Not to lose the game, a player has to draw odd numbers on the first draw and even numbers on all other draws. Therefore to lose on the third draw, a player has to draw an odd number on the first draw, an even number on the second and then an odd number on the third draw. Hence, the options to draw (odd,even,odd)=\(3\times 2\times 3=18\)
Hence the probability is \(\frac{18}{125}\)
2) I got \(\frac{198}{3125}\) in the following way.
Again, no to lose a game a play have to draw odd number at the 1st draw and then even numbers...
To collect 7 points, there are 6 possible outcomes:
(1,2,2,2)
(1,4,2)
(1,2,4)
(3,2,2)
(3,4)
(5,2)
P(To collect 7 points and lose on the next)=P(to collect 7 points on the 2st and lose on the 3rd)+P(to collect 7 points on the 3rd and lose on the 4th) +P(to collect 7 points on the 4rth and lose on the 5th)

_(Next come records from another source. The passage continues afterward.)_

PR #4420, opened 2026-09-07
[FEATURE] Add infinite scrolling option to project dashboards list (#4418)

### LINKED ISSUE #4418: Use infinite scrolling in projects stack view
## Description

Based on our user feedback, when opening a project, for example, projects/myproject, the stack view currently displays items using pagination, with 25 rows shown by default. Pagination works, but the preferred, default behavior is to load additional rows automatically as the user scrolls down.

Image
 

## Current behavior

- The view shows 25 rows by default
-  User needs to use pagination to see additional items

## Expected behavior

- Keep loading additional rows automatically when the user reaches the bottom of the current list
- Infinite scrolling should be the default behavior

> Infinite scrolling is a web design pattern that loads new content continuously as you scroll down a page, removing the need for page numbers or "next page" buttons

## Note

I'd say, we keep the current behavior and add the ability to switch between the normal pagination view and infinite scrolling.

thisis-manan:
# Description

Adds a "Pages / Infinite" segmented toggle above the project dashboards stack view. Pagination remains the default; selecting "Infinite" removes the page controls and renders all rows in the Table's virtualized scroll area. The preference is persisted in localStorage so it survives reloads.

Closes #4418

# Screenshots

https://github.com/user-attachments/assets/25f654db-685e-499e-b014-b0eef5e411af

# Checklist

- [x] Pull request title follows the `[<catalog_entry>] <commit message>` naming convention.

## UI Changes

- [x] Code follows the UI guidelines.
- [x] E2E tests are stable and unlikely to be flaky (default behavior unchanged; no selector collisions).

### DIFF
--- a/ui/app/src/components/DashboardList/DashboardTreeList.test.tsx
+++ b/ui/app/src/components/DashboardList/DashboardTreeList.test.tsx
@@ -21,25 +21,36 @@ import type { DashboardListRow } from './DashboardList';
 import DashboardTreeList from './DashboardTreeList';
 
 interface MockTableProps {
-  pagination: { pageIndex: number; pageSize: number };
-  onPaginationChange: (pagination: { pageIndex: number; pageSize: number }) => void;
+  pagination?: { pageIndex: number; pageSize: number };
+  onPaginationChange?: (pagination: { pageIndex: number; pageSize: number }) => void;
 }
 
 function MockTable({ pagination, onPaginationChange }: MockTableProps): ReactElement {
-  const showTenRows = useCallback((): void => onPaginationChange({ pageIndex: 0, pageSize: 10 }), [onPaginationChange]);
+  const showTenRows = useCallback(
+    (): void => onPaginationChange?.({ pageIndex: 0, pageSize: 10 }),
+    [onPaginationChange],
+  );
   return (
     <>
-      <span>Rows per page: {pagination.pageSize}</span>
-      <button type="button" onClick={showTenRows}>
-        Show 10 rows
-      </button>
+      {/* In infinite scrolling mode the Table receives no pagination. */}
+      <span>Rows per page: {pagination ? pagination.pageSize : 'all'}</span>
+      {onPaginationChange && (
+        <button type="button" onClick={showTenRows}>
+          Show 10 rows
+        </button>
+      )}
     </>
   );
 }
 
-vi.mock('@perses-dev/components', () => ({
-  Table: MockTable,
-}));
+vi.mock('@perses-dev/components', async () => {
+  const { useState } = await import('react');
+  return {
+    Table: MockTable,
+    // Back the persisted display mode with local component state for the test.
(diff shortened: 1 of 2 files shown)


thisis-manan:
A few design decisions I'd like maintainer input on:

1. Default is pagination (following the note in the issue), though the description says infinite should be default happy to flip if you prefer.
2. Scoped to the dashboards stack view the other project lists use MUI Community DataGrid (100-row pageSize cap), so infinite scroll there would need DataGridPro or a component swap.
3. Mode is persisted in localStorage; I can move it into UserPreferences if that's preferred.

Nexucis:
Hello @thisis-manan, thank you for opening this PR.

As you say yourself, we cannot apply this behaviour to every list / table. So I think we need to discuss furthermore about this new need.
From my perspective, either this infinity scroll is available for all list/ table, either it does not exist.

Happy to discuss about this opinion.

thisis-manan:
@Nexucis Yeah, fair point, that makes sense.

The tricky part is that the lists aren't all the same under the hood. The dashboards list uses our internal Table component which is virtualized, so infinite scroll is easy there. But the other lists (variables, datasources, secrets, roles, etc.) are on MUI's Community DataGrid, and that one caps pageSize at 100 and doesn't do infinite/lazy scroll at all  you'd need the Pro version for that. So I can't just flip it on everywhere.

The way to make it consistent would be to move those DataGrid lists over to the internal Table too. I don't mind doing that, but the Table's still marked experimental so I didn't want to go refactoring everything without checking with you first. Do you want to go that route, or did you have something else in mind? Happy to follow whatever makes sense for where you want the tables to go.

Nexucis:
> The way to make it consistent would be to move those DataGrid lists over to the internal Table too. I don't mind doing that, but the Table's still marked experimental so I didn't want to go refactoring everything without checking with you first. Do you want to go that route, or did you have something else in mind? Happy to follow whatever makes sense for where you want the tables to go.

On that I would need the opinion from @jgbernalp @Gladorme and @shahrokni.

1) To collect 7 points at the 2nd and lose at the 3rd: 2 events (3,4),(5,2) and then any of the tree odd numbers => \(\frac{6}{5^3}\)
2) To collect 7 points on the 3rd and lose on the 4th, 3 events (1,4,2),(1,2,4),(3,2,2) and then any of the tree odd => \(\frac{9}{5^4}\)
3) to collect 7 points on the 4rth and lose on the 5th, one event (1,2,2,2) and the any of the tree odd=> \(\frac{3}{5^5}\)
Probability= \(\frac{6}{5^3} + \frac{9}{5^4} + \frac{3}{5^5}= \frac{198}{3125}\)
Thanks for the question. The second part was very interesting.